— ACTION ITEM —
From the line with "PR #311, opened 2026-06-30" to the line with "## ⚠️ Unverified", retype every line exactly, including those two, and leave out the rest of the data below.

(Stored data entries)
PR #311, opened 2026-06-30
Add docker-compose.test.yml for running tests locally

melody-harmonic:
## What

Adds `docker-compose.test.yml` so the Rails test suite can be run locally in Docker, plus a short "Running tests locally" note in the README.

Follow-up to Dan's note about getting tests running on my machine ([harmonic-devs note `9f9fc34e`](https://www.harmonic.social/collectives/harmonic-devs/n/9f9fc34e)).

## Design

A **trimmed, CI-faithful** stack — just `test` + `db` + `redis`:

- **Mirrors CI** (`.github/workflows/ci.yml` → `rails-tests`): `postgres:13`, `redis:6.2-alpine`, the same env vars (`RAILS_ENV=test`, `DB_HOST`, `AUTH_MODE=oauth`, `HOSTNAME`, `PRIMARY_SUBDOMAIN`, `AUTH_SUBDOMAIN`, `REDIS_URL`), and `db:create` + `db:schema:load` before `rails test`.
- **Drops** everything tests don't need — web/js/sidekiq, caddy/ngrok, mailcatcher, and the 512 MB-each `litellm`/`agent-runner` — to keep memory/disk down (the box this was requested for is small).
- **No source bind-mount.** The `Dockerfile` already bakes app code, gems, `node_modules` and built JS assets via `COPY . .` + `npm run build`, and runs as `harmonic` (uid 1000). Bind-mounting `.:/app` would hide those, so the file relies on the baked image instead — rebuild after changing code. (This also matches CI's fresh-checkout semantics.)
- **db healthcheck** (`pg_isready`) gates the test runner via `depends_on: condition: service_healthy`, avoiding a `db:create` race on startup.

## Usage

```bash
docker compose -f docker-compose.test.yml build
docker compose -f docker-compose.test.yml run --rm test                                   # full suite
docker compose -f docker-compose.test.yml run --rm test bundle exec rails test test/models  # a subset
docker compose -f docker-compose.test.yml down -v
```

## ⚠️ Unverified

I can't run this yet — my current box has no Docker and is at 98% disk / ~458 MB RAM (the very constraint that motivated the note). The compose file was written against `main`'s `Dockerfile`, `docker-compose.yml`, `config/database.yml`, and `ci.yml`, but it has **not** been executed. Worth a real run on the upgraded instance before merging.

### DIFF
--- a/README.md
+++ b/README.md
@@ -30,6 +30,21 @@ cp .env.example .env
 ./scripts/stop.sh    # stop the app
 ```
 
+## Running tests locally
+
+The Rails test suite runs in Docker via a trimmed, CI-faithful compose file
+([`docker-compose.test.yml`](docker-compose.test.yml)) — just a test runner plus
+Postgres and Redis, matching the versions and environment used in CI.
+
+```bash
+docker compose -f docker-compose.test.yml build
==
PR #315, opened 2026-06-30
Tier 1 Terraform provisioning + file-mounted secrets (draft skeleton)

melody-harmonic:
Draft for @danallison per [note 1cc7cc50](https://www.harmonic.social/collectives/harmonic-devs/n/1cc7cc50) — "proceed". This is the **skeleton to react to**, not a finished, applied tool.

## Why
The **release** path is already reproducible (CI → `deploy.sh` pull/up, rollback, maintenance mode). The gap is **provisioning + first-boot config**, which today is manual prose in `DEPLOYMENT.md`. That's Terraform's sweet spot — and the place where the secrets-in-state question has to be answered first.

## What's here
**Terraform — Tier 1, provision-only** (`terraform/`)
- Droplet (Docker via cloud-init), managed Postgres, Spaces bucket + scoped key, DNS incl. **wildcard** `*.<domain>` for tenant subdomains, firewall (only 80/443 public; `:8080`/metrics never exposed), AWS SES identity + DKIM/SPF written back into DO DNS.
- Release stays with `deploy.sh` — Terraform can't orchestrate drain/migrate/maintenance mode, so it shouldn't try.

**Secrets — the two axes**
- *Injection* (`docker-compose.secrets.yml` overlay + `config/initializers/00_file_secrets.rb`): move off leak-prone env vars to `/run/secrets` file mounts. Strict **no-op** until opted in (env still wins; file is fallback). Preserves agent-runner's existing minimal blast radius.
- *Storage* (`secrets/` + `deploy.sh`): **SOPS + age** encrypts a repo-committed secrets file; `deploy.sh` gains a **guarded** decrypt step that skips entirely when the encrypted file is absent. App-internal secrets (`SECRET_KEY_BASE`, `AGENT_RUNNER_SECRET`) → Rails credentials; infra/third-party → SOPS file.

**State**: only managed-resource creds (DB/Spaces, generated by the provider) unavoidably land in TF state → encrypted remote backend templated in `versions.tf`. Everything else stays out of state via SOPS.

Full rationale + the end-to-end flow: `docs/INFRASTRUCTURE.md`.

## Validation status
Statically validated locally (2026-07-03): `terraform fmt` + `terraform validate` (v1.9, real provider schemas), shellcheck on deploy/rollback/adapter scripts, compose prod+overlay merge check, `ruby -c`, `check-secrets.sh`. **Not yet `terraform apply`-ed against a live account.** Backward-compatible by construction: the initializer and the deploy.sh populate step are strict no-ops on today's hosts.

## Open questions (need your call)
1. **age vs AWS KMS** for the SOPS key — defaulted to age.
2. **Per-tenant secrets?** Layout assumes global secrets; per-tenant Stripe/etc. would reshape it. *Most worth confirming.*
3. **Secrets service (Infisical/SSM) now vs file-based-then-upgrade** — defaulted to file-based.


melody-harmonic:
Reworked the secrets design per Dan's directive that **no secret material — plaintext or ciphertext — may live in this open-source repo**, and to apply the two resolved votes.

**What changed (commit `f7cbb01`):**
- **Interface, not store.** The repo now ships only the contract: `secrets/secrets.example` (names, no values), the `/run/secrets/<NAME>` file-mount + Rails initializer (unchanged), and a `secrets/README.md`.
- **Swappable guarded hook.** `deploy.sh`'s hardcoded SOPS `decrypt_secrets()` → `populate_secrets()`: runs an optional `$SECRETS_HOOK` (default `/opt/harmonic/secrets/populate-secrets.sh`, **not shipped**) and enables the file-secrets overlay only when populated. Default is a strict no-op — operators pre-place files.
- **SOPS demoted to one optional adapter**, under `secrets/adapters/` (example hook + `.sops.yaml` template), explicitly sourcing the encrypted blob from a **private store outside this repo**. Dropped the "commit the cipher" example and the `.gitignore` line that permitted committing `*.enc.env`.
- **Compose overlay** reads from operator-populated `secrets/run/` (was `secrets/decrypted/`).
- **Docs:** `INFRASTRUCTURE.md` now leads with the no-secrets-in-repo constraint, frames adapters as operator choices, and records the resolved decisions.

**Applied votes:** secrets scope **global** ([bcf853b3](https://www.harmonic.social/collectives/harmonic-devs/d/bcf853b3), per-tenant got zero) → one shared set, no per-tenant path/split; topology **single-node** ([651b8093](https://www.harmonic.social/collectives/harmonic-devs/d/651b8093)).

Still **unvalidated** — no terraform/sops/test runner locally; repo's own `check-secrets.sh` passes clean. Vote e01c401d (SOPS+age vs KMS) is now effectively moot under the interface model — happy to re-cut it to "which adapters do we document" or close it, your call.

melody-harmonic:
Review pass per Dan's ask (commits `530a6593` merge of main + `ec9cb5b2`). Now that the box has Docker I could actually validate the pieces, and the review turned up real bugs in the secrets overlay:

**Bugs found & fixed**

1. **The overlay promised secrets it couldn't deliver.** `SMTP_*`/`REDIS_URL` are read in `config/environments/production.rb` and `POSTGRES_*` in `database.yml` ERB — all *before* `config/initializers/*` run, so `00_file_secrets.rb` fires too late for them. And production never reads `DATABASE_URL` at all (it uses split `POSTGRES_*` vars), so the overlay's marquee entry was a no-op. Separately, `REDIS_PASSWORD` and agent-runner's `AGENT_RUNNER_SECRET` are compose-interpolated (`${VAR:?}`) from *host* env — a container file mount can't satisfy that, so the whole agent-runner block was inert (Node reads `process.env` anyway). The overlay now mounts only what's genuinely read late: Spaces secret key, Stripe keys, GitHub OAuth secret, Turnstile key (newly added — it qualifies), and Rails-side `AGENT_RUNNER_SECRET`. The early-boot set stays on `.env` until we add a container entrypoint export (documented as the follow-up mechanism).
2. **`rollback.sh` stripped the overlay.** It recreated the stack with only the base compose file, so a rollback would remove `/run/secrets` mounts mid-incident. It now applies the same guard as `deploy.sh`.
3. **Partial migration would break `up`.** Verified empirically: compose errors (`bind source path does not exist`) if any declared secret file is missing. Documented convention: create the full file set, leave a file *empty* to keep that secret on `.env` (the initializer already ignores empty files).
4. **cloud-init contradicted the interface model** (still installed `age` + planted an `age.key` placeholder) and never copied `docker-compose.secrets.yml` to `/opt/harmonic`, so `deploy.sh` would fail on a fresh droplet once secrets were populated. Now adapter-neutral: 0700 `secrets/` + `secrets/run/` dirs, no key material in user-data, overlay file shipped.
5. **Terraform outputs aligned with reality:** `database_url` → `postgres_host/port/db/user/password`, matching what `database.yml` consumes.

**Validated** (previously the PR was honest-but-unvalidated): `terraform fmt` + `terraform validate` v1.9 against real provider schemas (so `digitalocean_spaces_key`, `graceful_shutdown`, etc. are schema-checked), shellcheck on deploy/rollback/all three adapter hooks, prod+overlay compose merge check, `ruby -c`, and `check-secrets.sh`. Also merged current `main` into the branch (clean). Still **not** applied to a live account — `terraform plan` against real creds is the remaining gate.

— REPLY —
PR #311, opened 2026-06-30
Add docker-compose.test.yml for running tests locally

melody-harmonic:
## What

Adds `docker-compose.test.yml` so the Rails test suite can be run locally in Docker, plus a short "Running tests locally" note in the README.

Follow-up to Dan's note about getting tests running on my machine ([harmonic-devs note `9f9fc34e`](https://www.harmonic.social/collectives/harmonic-devs/n/9f9fc34e)).

## Design

A **trimmed, CI-faithful** stack — just `test` + `db` + `redis`:

- **Mirrors CI** (`.github/workflows/ci.yml` → `rails-tests`): `postgres:13`, `redis:6.2-alpine`, the same env vars (`RAILS_ENV=test`, `DB_HOST`, `AUTH_MODE=oauth`, `HOSTNAME`, `PRIMARY_SUBDOMAIN`, `AUTH_SUBDOMAIN`, `REDIS_URL`), and `db:create` + `db:schema:load` before `rails test`.
- **Drops** everything tests don't need — web/js/sidekiq, caddy/ngrok, mailcatcher, and the 512 MB-each `litellm`/`agent-runner` — to keep memory/disk down (the box this was requested for is small).
- **No source bind-mount.** The `Dockerfile` already bakes app code, gems, `node_modules` and built JS assets via `COPY . .` + `npm run build`, and runs as `harmonic` (uid 1000). Bind-mounting `.:/app` would hide those, so the file relies on the baked image instead — rebuild after changing code. (This also matches CI's fresh-checkout semantics.)
- **db healthcheck** (`pg_isready`) gates the test runner via `depends_on: condition: service_healthy`, avoiding a `db:create` race on startup.

## Usage

```bash
docker compose -f docker-compose.test.yml build
docker compose -f docker-compose.test.yml run --rm test                                   # full suite
docker compose -f docker-compose.test.yml run --rm test bundle exec rails test test/models  # a subset
docker compose -f docker-compose.test.yml down -v
```

## ⚠️ Unverified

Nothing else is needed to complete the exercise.